The government has guaranteed some mortgage loans since the Great Depression. But for the last few decades, the program focused on loans to low-income families. Before yesterday, the government would guarantee no more than $362,790 in the Boston area.

The guarantee program, known as the Federal Housing Administration, also was eclipsed by subprime lenders who let people borrow more money more easily - albeit at higher interest rates.

The share of mortgage loans guaranteed by the FHA nationwide fell from 19 percent in 1996 to 6 percent in 2005.

As of yesterday, lending limits were raised to 125 percent of an area's median price, up to a maximum of $729,750.

The maximums for loans on multifamily properties also were raised, at the behest of US Representative Michael Capuano. "This puts the FHA back in the business of making housing loans in our area," Capuano, who represents the Eighth District including Boston, Chelsea, Cambridge, and Somerville, said in a statement.

The new maximum single-family loan amount is $523,750 in Suffolk and four surrounding counties: Essex, Middlesex, Norfolk, and Plymouth. Lower limits apply in the rest of the state, save Nantucket and Dukes counties, where the maximum $729,750 now applies.

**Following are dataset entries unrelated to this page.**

PR #1173, opened 2018-12-28
Issue #3020007 : prevent error on post list when field_post does not exist

jaapjan:
## Problem
If the field `field_post` does not exist on a post it throws an error on `admin/content/post`.

## Solution
Let's check if the entity has the field before trying to get the field value from the entity.

## Issue tracker
https://www.drupal.org/project/social/issues/3020007

## How to test
- [ ] Login as user 1, remove the field `field_post` from the post or post_photo entity.
- [ ] Check `admin/content/post` and notice an error.
- [ ] Switch to this branch and notice the error is gone.

## Release notes
The `admin/content/post` overview only worked if all the post entities had the field `field_post. Now it checks if the field exists before trying to display the field value.


jaapjan:
Also cherry-picked in 4.x and 5.x.

PR #1176, opened 2018-12-28
Issue #3018268 by jaapjan: don't send notification for liking own content

jaapjan:
## Problem
You get a notification when liking your own entity.

## Solution
Let's implement the same solution as we did in #464 this will prevent an actor from being marked as recipient.

## Issue tracker
https://www.drupal.org/project/social/issues/3018268

## How to test
- [ ] Like your own post, comment and topic
- [ ] Notice you don't receive a notification = great success.
- [ ] You can debug with Xdebug as well if needed.

## Release notes
From now on you will not receive notifications when you like your own comment or post.


ronaldtebrake:
Cherry picked in 4.x and 5.x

The new limits are higher than the median home price in all but a handful of Massachusetts cities and towns, primarily in Boston's western suburbs.

The new limits will allow more people to buy homes.

But they may not substantially increase the number of people who can refinance into FHA loans.

Research by the Federal Reserve Bank of Boston shows 90 percent of subprime loans already were small enough for the FHA to refinance. But only 16 percent met other requirements. The most common problem is that borrowers owe more than the value of their home.

Eric Rosengren, the president and chief executive of the Boston Fed, said yesterday that the FHA and mortgage companies could work together to help these "underwater" borrowers.

Rosengren sketched a model where lenders would forgive debt in excess of the home's value, and the FHA would then refinance the loan. If the home eventually sold at a price above the refinanced value, the mortgage company and the FHA would share in the proceeds. The idea is to encourage lenders to reduce debts by promising they can recoup some of their losses if home prices recover.

The government also plans to lower interest rates on many non-FHA loans by similarly increasing the size of loans that can be purchased by a pair of government-chartered corporations, Fannie Mae and Freddie Mac.